On Mon, 7 Dec 2020, Andrii Nakryiko wrote:

> On Mon, Dec 7, 2020 at 7:12 PM Alexei Starovoitov
> <alexei.starovoitov@gmail.com> wrote:
> >
> > On Mon, Dec 07, 2020 at 04:38:16PM +0000, Alan Maguire wrote:
> > > Sorry about this Andrii, but I'm a bit stuck here.
> > >
> > > I'm struggling to get tests working where the obj fd is used to designate
> > > the module BTF. Unless I'm missing something there are a few problems:
> > >
> > > - the fd association is removed by libbpf when the BPF program has loaded;
> > > the module fds are closed and the module BTF is discarded.  However even if
> > > that isn't done (and as you mentioned, we could hold onto BTF that is in
> > > use, and I commented out the code that does that to test) - there's
> > > another problem:
> > > - I can't see a way to use the object fd value we set here later in BPF
> > > program context; btf_get_by_fd() returns -EBADF as the fd is associated
> > > with the module BTF in the test's process context, not necessarily in
> > > the context that the BPF program is running.  Would it be possible in this
> > > case to use object id? Or is there another way to handle the fd->module
> > > BTF association that we need to make in BPF program context that I'm
> > > missing?
> > > - A more long-term issue; if we use fds to specify module BTFs and write
> > > the object fd into the program, we can pin the BPF program such that it
> > > outlives fds that refer to its associated BTF.  So unless we pinned the
> > > BTF too, any code that assumed the BTF fd-> module mapping was valid would
> > > start to break once the user-space side went away and the pinned program
> > > persisted.
> >
> > All of the above are not issues. They are features of FD based approach.

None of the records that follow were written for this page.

Issue #1268, opened 2021-06-02
limel-select with `multiple=true`: selecting an option always scrolls the list of options to the top


adrianschmidt:
## Current behavior

https://user-images.githubusercontent.com/154725/120448819-395a7780-c38c-11eb-843f-dd9e47d39392.mov

1. Use a `limel-select` with `multiple=true` and enough options to make the dropdown scrollable.
2. Open the dropdown.
3. Scroll down a bit.
4. Select or deselect an option.

- The list of options scrolls to the top.

## Expected behavior

The list of options should stay at whatever scroll position it was on when the selection was made.

## Environment

- **lime-elements** version: 32.2.0
- Framework used: Reproducible in docs if enough options are added to the _Select multiple values_ example
- Logs:

PR #3065, opened 2024-07-15
fix(select): keep the scrolling position when multiple select true

LucyChyzhova:
fix: https://github.com/Lundalogik/lime-elements/issues/1268
fix: https://github.com/Lundalogik/crm-feature/issues/2808

https://github.com/user-attachments/assets/199408d0-dbb4-4a6b-a9dd-261422b5d37b

## Review:

### Browsers tested:

Windows:
- [ ] Chrome
- [x] Edge
- [ ] Firefox

Linux:
- [ ] Chrome
- [ ] Firefox

macOS:
- [x] Chrome
- [ ] Firefox
- [x] Safari
- [x] Edge

Mobile:
- [ ] Chrome on Android
- [ ] iOS


src/components/select/select.tsx
```diff
@@ -255,11 +255,30 @@ export class Select {
     ) {
         event.stopPropagation();
 
+        // Construct the selector for the list element
```
hannahu, line 258: Remove this comment, not necessary and decreases readability ☺️

src/components/select/select.tsx
```diff
@@ -255,11 +255,30 @@ export class Select {
...
+        const list: HTMLElement = document.querySelector(selector);
+
+        if (!list) {
+            return;
+        }
+
+        const scrollPosition = list.scrollTop;
+        const delay = 8;
+
+        // Verify if we can manually manipulate the scroll position
```
hannahu, line 269: Same here. If you need to clarify something to the reviewer, just add a comment here on GH.

src/components/select/select.tsx
```diff
@@ -255,11 +255,28 @@ export class Select {
     ) {
         event.stopPropagation();
 
+        const selector = `#${this.portalId} limel-menu-surface limel-list`;
```
john-traas, line 258:
```suggestion
        const selector = `#${this.portalId} limel-menu-surface limel-list ul`;
```
I believe it's the actual ul component we should be getting the scroll position for.

src/components/select/select.tsx
```diff
@@ -255,11 +255,28 @@ export class Select {
...
         if (isMultiple(event.detail)) {
             const listItems: ListItem[] = event.detail;
             const options: Option[] = listItems.map((item) => item.value);
             this.change.emit(options);
 
+            // Use setTimeout to restore scroll position after a slight delay
+            setTimeout(() => {
+                list.scrollTop = scrollPosition;
+            }, delay);
+
```
john-traas, line 279:
```suggestion
            requestAnimationFrame(() => {
                list.scrollTop = scrollPosition;
            });
```
We just set the scroll position on the next animation frame.

LucyChyzhova: ah!!! so cool, I tried to use `requestAnimationFrame` instead but it didn't work for me, it could be because I missed `ul`..🤔

john-traas: When I first tried `requestAnimationFrame` it didn't work. I think it was adding the `ul` to the selector.

LucyChyzhova:
I tested and unfortunately the new changes brought "the jump" back, so the scrolling position got reset. I will keep my initial commit.

src/components/select/select.tsx
```diff
@@ -255,11 +255,28 @@ export class Select {
...
         if (isMultiple(event.detail)) {
             const listItems: ListItem[] = event.detail;
             const options: Option[] = listItems.map((item) => item.value);
             this.change.emit(options);
 
+            // Use setTimeout to restore scroll position after a slight delay
+            setTimeout(() => {
+                list.scrollTop = scrollPosition;
+            }, delay);
```
adrianschmidt, line 278: Using any delay other than 0 introduces a race condition. Either this works with a delay of 0, or we can't rely on this solution as a fix, because it depends on a race condition. (Although, in this case, if it usually works, and only sometimes doesn't, that's a better behaviour for the user than the current behaviour.)

I assume you've already tried this with a delay of 0, but I'll try it myself just in case, and if it doesn't work, I might play around and see if I can get it to work in some other way.

src/components/select/select.tsx
adrianschmidt, line 1: > The current solution doesn't really fix the issue. In my testing it seemed like at times there were two separate elements being scrolled at the same time.

Hm… I'm not seeing anything like that on my machine, and it's working well for me (although with a slight flicker sometimes, but that's not the end of the world).

I wonder if the behaviour you are seeing might be related to the previously mentioned race condition created by setTimeout, or if it's something else… 🤔

src/components/select/select.tsx
LucyChyzhova: > (Although, in this case, if it usually works, and only sometimes doesn't, that's a better behaviour for the user than the current behaviour.)

I agree!

> I assume you've already tried this with a delay of 0, but I'll try it myself just in case, and if it doesn't work, I might play around and see if I can get it to work in some other way.

Thank you, Adrian! 🙏

src/components/select/select.tsx
LucyChyzhova: > Hm… I'm not seeing anything like that on my machine, and it's working well for me (although with a slight flicker sometimes, but that's not the end of the world).

Same for me 🤔

src/components/select/select.tsx
adrianschmidt: ⚡

adrianschmidt: Please help test my fixup.

It's a pity that John isn't here to help test it, since he's the one who was having problems with the previous implementation… 😕

src/components/select/select.tsx
adrianschmidt: Ah! Yeah, there is clearly something weird going on in Edge on Windows:

https://github.com/user-attachments/assets/7732864b-3216-44a7-86ca-89eeee1f5f13

(I have tried in Chrome on macOS, where I'm not having any problems. I haven't tried any other browsers yet.)

src/components/select/select.tsx
john-traas: I am actually reading the thread because I'm curious to see if your fixup will solve it. When I still had the issues, it was when I had selected multiple items, but it wasn't consistent. I tried the requestAnimationFrame but didn't try the setTimeout within the rAF as you did. :D 


I'll test it now. It's too hot to be outside so I'm in the living room with a fan a full blast and reading through issues in the cooldown board 😆

src/components/select/select.tsx
john-traas: In Edge on macOS it also has odd behaviours.

https://github.com/user-attachments/assets/18e40e3a-1bbd-474e-bf24-32f0a81288be

adrianschmidt: I think the problem is that we've added the overflow stuff here: https://github.com/Lundalogik/lime-elements/pull/3065/files#diff-817817636ecff6902e33d23a4566f3ce0c76c4b8c1604695c95b7acc3c40b066R30-R33

I'm pretty sure that the drop down could already overflow and become scrollable. And since we haven't changed anything there, that's still in effect. For some reason, that is getting triggered in Edge. My initial suspicion would be that it happens on systems where scroll bars are taking up space, like they do on Windows. I'm not having any problems in Edge Version 127.0.2651.74 (Official build) (arm64) on my Mac, so I'm going to venture a guess that you have your system set to always show scroll bars, @john-traas?

adrianschmidt: Ah, OK, now I saw the screen recording. Hmm… that's odd. It doesn't seem like your scrollbars are always showing, but once there shows up a different scroll bar, so there seems like the problem is the same: two nested elements both being scrollable.

LucyChyzhova: and mine 🤔 - all good

https://github.com/user-attachments/assets/194eb2d6-2b0d-4ebb-87ba-b95ce2fe3df1

john-traas: I have it set to 'Automatically based on mouse or trackpad'

adrianschmidt: Ah! (Yes, again 😄)

I can recreate the problem in Chrome on my Mac as well. It's just less obvious that there are actually two separate elements being scrolled, since only one of the scrollbars are visible at a time, and both look the same (apart from usually being of different length).

LucyChyzhova: and Chrome: 

https://github.com/user-attachments/assets/92de7bf6-47f5-4bd5-a7ad-c6efd341f901

LucyChyzhova: however, in Safari it does jump 

https://github.com/user-attachments/assets/2dae1db0-773a-41ea-bcd2-7d8adde8dfdc

adrianschmidt: Try scrolling the component to roughly the middle of the screen before you open the drop down. Notice in my screen recording that I scroll all the way down, then pause a little bit, then scroll down again. The second time I get _further_ down. If I've scrolled that second time, and then select an option, the element that is scrolled that second time gets scrolled to the top, but not the element that is scrolled the first time.

https://github.com/user-attachments/assets/c3631e3a-375f-44e2-94f6-f4796afa6e65

adrianschmidt: I'm looking into finding the older code that made the dropdown scrollable, unless you already know where it is, @LucyChyzhova?

LucyChyzhova: no, but I'm trying to find as well.

adrianschmidt: It seems to be the mdc-menu-surface:

Screenshot 2024-07-29 at 15 36 18

adrianschmidt: I'd guess that MDC expects `.mdc-menu-surface` to be the element that is scrolling. I don't know if that actually matters or not… 🤷‍♂️

Although, I can't see why we couldn't just find that element and work on that instead of the `ul`? 🤔

adrianschmidt: I _think_ I've solved it. Pushing a fixup in a minute.

LucyChyzhova: testing now!

LucyChyzhova: YESS! Works everywhere for me!  💥

src/components/select/select.tsx
```diff
@@ -255,14 +255,14 @@ export class Select {
...
+        const selector = `#${this.portalId} .mdc-menu-surface`;
+        const menuSurface: HTMLElement = document.querySelector(selector);
 
-        if (!list) {
+        if (!menuSurface) {
             return;
         }
 
-        const scrollPosition = list.scrollTop;
+        const scrollPosition = menuSurface.scrollTop;
```
LucyChyzhova, line 265: ah!! I should not use list there! but `menuSurface`

adrianschmidt: Look at the whole fixup. That's "the same" variable, I just renamed it, because I changed so that it wasn't holding the list, but the menu-surface.

src/components/select/select.tsx
adrianschmidt: I'll squash and push 👍

src/components/select/select.tsx
adrianschmidt: Here's what the fixup looked like before I squashed it:

image

LucyChyzhova: right, missed the top part.

adrianschmidt (approved):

> > When the program refers to btf via fd the verifier needs to increment btf's refcnt
> > so it won't go away while the prog is running. For module's BTF it means
> > that the module can be unloaded, but its BTF may stay around if there is a prog
> > that needs to access it.
> > I think the missing piece in the above is that btf_get_by_fd() should be
> > done at load time instead of program run-time.

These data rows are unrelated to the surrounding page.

PR #3067, opened 2024-07-16
fix(table): make sorting work again

hannahu:
The sorting broke in [this commit](https://github.com/Lundalogik/lime-elements/pull/3050/commits/3472118224e917a01a34aa163c846da0578236df), since we can't call `this.tabulator.updateOrAddData()` when only the sorting has changed. Then we need to do `this.tabulator.replaceData()`. We still should use `this.tabulator.updateOrAddData()` for Victor's case, so we still wanna use that when no rows have been removed.

In other words:
- _Update_ data when only the content of rows changes, and the order remains the same, and otherwise _replace_ data.

I also put `this.pool.releaseAll` before the checks since it clears the state in the pool before making data updates, and should not only be when doing replace.

fix: Lundalogik/crm-feature#4247

## Review:

### Browsers tested:

Windows:
- [ ] Chrome
- [ ] Edge
- [ ] Firefox

Linux:
- [ ] Chrome
- [ ] Firefox

macOS:
- [ ] Chrome
- [ ] Firefox
- [ ] Safari

Mobile:
- [ ] Chrome on Android
- [ ] iOS


jgroth (approved):
I could not reproduce it consistently, but at least I could not reproduce it at all with the fix :smile:

Issue #3070, opened 2024-07-19
Limel-button: loading result needs color


LucyChyzhova:
## Current behavior
when a limel-button is not primary, and you want to use the loading feature, the tick icon (success)  is not visible

https://github.com/user-attachments/assets/43bf9e7f-e0bb-4bb5-a3a8-148c2fe00803

1. …

## Environment

- **lime-elements** version: 
- Framework used: 
- Logs:

PR #3071, opened 2024-07-19
fix(button):  make loading feedback visible

LucyChyzhova:
fix: https://github.com/Lundalogik/lime-elements/issues/3070

## Review:

https://github.com/user-attachments/assets/b1094d36-df37-4408-9b03-bd2e4034e7ab

go to `limel-example-button-composite` example 
1. uncheck primary
2. check/uncheck loading state

### Browsers tested:

Windows:
- [ ] Chrome
- [ ] Edge
- [ ] Firefox

Linux:
- [ ] Chrome
- [ ] Firefox

macOS:
- [ ] Chrome
- [ ] Firefox
- [ ] Safari

Mobile:
- [ ] Chrome on Android
- [ ] iOS

### DIFF
--- a/src/components/button/button.scss
+++ b/src/components/button/button.scss
@@ -106,7 +106,7 @@ svg {
     width: functions.pxToRem(30);
 
     line {
-        stroke: rgb(var(--color-white));
+        stroke: rgb(var(--contrast-600));
         stroke-width: 2;
     }
 }


src/components/button/button.scss
```diff
@@ -106,7 +106,7 @@ svg {
     width: functions.pxToRem(30);
 
     line {
-        stroke: rgb(var(--color-white));
+        stroke: rgb(var(--contrast-700));
```
jgroth, line 109: When the button is primary, the checkbox is now grey instead of white, is this intended?
For non-primary buttons it looks nice though :slightly_smiling_face:

LucyChyzhova: yes, it was intended, otherwise - hard to see

jgroth: For the white button yes, but the green button has a grey checkmark now instead of white :smile:

LucyChyzhova: yes... true!! let's have it as 600 instead.

https://github.com/user-attachments/assets/454b19d7-b393-4089-b89c-6ee80af1ef17

jgroth (approved):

> > Everything FD based needs to behave similar to map_fds where ld_imm64 insn
> > contains map_fd that gets converted to map_ptr by the verifier at load time.
> 
> Right. I was going to extend verifier to do the same for all used BTF
> objects as part of ksym support for module BTFs. So totally agree.

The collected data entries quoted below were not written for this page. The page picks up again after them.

PR #3084, opened 2024-08-05
Allow snackbars to be stacked

jgroth:
related to https://github.com/Lundalogik/crm-feature/issues/3355
fix https://github.com/Lundalogik/crm-feature/issues/3356

## Review:

### Browsers tested:

Windows:
- [ ] Chrome
- [x] Edge
- [ ] Firefox

Linux:
- [ ] Chrome
- [ ] Firefox

macOS:
- [x] Chrome
- [ ] Firefox
- [ ] Safari

Mobile:
- [x] Chrome on Android
- [x] iOS


src/components/snackbar/snackbar.scss
```diff
@@ -9,44 +9,46 @@
...
+    background: none;
+    border: none;
+    inset: unset;
+    top: 0;
+    right: 0;
+    // margin: unset;
+    // top: var(--snackbar-top, auto);
+    // right: var(--snackbar-right, 0);
+    // bottom: var(--snackbar-bottom, 0);
+    // left: var(--snackbar-left, 0);
```
Kiarokh, line 23: we shouldn't remove this feature

jgroth: How should we implement it? What is the need of the consumer?

src/components/snackbar/snackbar.scss
```diff
@@ -9,44 +9,46 @@
     box-sizing: border-box;
 }
 
-.mdc-snackbar {
-    top: var(--snackbar-top, auto);
-    right: var(--snackbar-right, 0);
-    bottom: var(--snackbar-bottom, 0);
-    left: var(--snackbar-left, 0);
```
Kiarokh, line 16: nobody has used these except ourselves in the webclient.

src/components/snackbar/container.ts
```diff
@@ -0,0 +1,59 @@
...
+     * Add a new element to the container
+     *
+     * @param snackbar - element to add
+     */
+    public add(snackbar: HTMLLimelSnackbarElement) {
+        const popover = this.getPopover(snackbar);
+
+        // Stencil does not seem to recognise the existance of showPopover
+        // @ts-ignore
+        popover?.showPopover();
```
adrianschmidt, line 20: 😲

Yeah, the Stencil version we are using is over a year old, and `popover` is marked as "Baseline 2024 - Newly Available" on MDN:

image

Myself, I went looking for how we define `showPopover` on the element, and after not finding _anything_, I finally googled for "js popover", and then I went 🤯… 😂

src/components/snackbar/snackbar.tsx
```diff
@@ -1,15 +1,20 @@
 import { Languages } from '../date-picker/date.types';
-import { MDCSnackbar, MDCSnackbarCloseEvent } from '@material/snackbar';
```
adrianschmidt, line 2: # 🥳

src/components/snackbar/container.ts
jgroth: Yeah it would be nice to use this for `limel-popover` and `limel-tooltip` as well in the future, but I think we need anchor positioning to be baseline as well first 
https://developer.chrome.com/blog/anchor-positioning-api

Kiarokh: and limel-modal before all of the above. that one doesn't even use portal

src/components/snackbar/snackbar.tsx
```diff
@@ -99,89 +102,92 @@ export class Snackbar {
...
+
+        this.closing = true;
+
+        setTimeout(() => {
+            this.open = false;
+            container.remove(this.host);
+            this.hide.emit();
+            this.offset = 0;
+        }, hideAnimationDuration);
+    };
```
adrianschmidt, line 161: These timeouts can conflict. If you open a snackbar in the docs, then click the button to close it, then open it again somewhat quickly, the first closing timeout is still active, and will close the snackbar really quickly after it opens the second time.

If we store the timeout handle from the `show` method, we can cancel that timeout in the `close` function. Then we'd avoid this problem.

I'm not sure if there can be some broken interaction if the `show` method is called during the timeout set in the `close` function as well, but it might be best to make sure any active timeout gets cancelled in that case too.

src/components/snackbar/snackbar.tsx
```diff
@@ -99,89 +102,92 @@ export class Snackbar {
...
-        this.mdcSnackbar.open();
+        if (this.timeout) {
+            setTimeout(
+                this.close,
+                Math.max(this.timeout - hideAnimationDuration, 0),
+            );
+        }
     }
 
+    private close = () => {
```
adrianschmidt, line 148: Since this is private, I'd prefer to move it below the render function.

Although, for the sake of symmetry, we might want to make this a public `@method` too?

src/components/snackbar/snackbar.tsx
```diff
@@ -99,89 +103,99 @@ export class Snackbar {
...
                     '--snackbar-timeout': `${this.timeout}ms`,
+                    '--snackbar-distance-to-top-edge': `${this.offset}px`,
+                }}
+                class={{
+                    open: this.open,
+                    'is-closing': this.closing,
                 }}
+                id={this.snackbarId}
+                role={this.open ? 'status' : undefined}
+                aria-relevant={this.open ? 'additions' : undefined}
```
Kiarokh, line 177: it seems we have always had a bad implementation of MDC, as these attributes remained static in the DOM in the previous versions.

Information about these accessibility things is generally really confusing when I read about them online. But I guess this is the correct implementation when I check this one, which has some example: https://www.w3.org/WAI/WCAG21/Techniques/aria/ARIA22.html

They say:
> This is done by adding `role="status"` to the element that contains the [status message](https://www.w3.org/TR/WCAG21/#dfn-status-messages).

src/components/snackbar/snackbar.tsx
```diff
@@ -99,89 +103,99 @@ export class Snackbar {
...
             >
-                <div
-                    class="mdc-snackbar__surface"
-                    role="status"
-                    aria-relevant="additions"
-                >
-                    <div class="mdc-snackbar__label" aria-atomic="false"></div>
+                <div class="surface" aria-atomic="false">
```
Kiarokh, line 179: However, I don't really understand why MDC has `aria-atomic` explicitly set to `false`. So I left it as is.

w3 says:
> The role of status also has a default aria-atomic value of true, so that updates to the container marked with a role of status will result in the AT presenting the entire contents of the container to the user, including any author-defined labels (or additional nested elements).

src/components/snackbar/container.ts
jgroth: Yeah the dialog we can do already today :smiley:

Kiarokh:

> Just didn't need it so far.
> 

Does this approach prevent more complex run-time specification of BTF 
object fd though?  For example, I've been working on a simple tracer 
focused on kernel debugging; it uses a BPF map entry for each kernel 
function that is traced. User-space populates the map entry with BTF type 
ids for the function arguments/return value, and when the BPF program 
runs it uses the instruction pointer to look up the map entry for that
function, and uses bpf_snprintf_btf() to write the string representations 
of the function arguments/return values.  I'll send out an RFC soon, 
but longer-term I was hoping to extend it to support module-specific 
types.  Would a dynamic case like that - where the BTF module fd is looked 
up in a map entry during program execution (rather than derived via 
__btf_builtin_type_id()) work too? Thanks!

Alan
Alexei Starovoitov Dec. 8, 2020, 11:39 p.m. UTC | #8
On Tue, Dec 08, 2020 at 10:13:35PM +0000, Alan Maguire wrote:
> On Mon, 7 Dec 2020, Andrii Nakryiko wrote:
> 
> > On Mon, Dec 7, 2020 at 7:12 PM Alexei Starovoitov
> > <alexei.starovoitov@gmail.com> wrote:
> > >
> > > On Mon, Dec 07, 2020 at 04:38:16PM +0000, Alan Maguire wrote:
> > > > Sorry about this Andrii, but I'm a bit stuck here.
> > > >
> > > > I'm struggling to get tests working where the obj fd is used to designate
> > > > the module BTF. Unless I'm missing something there are a few problems:
> > > >
> > > > - the fd association is removed by libbpf when the BPF program has loaded;
> > > > the module fds are closed and the module BTF is discarded.  However even if
> > > > that isn't done (and as you mentioned, we could hold onto BTF that is in
> > > > use, and I commented out the code that does that to test) - there's
> > > > another problem:
> > > > - I can't see a way to use the object fd value we set here later in BPF
> > > > program context; btf_get_by_fd() returns -EBADF as the fd is associated
> > > > with the module BTF in the test's process context, not necessarily in
> > > > the context that the BPF program is running.  Would it be possible in this
> > > > case to use object id? Or is there another way to handle the fd->module
> > > > BTF association that we need to make in BPF program context that I'm
> > > > missing?
> > > > - A more long-term issue; if we use fds to specify module BTFs and write
> > > > the object fd into the program, we can pin the BPF program such that it
> > > > outlives fds that refer to its associated BTF.  So unless we pinned the
> > > > BTF too, any code that assumed the BTF fd-> module mapping was valid would
> > > > start to break once the user-space side went away and the pinned program
> > > > persisted.
> > >
> > > All of the above are not issues. They are features of FD based approach.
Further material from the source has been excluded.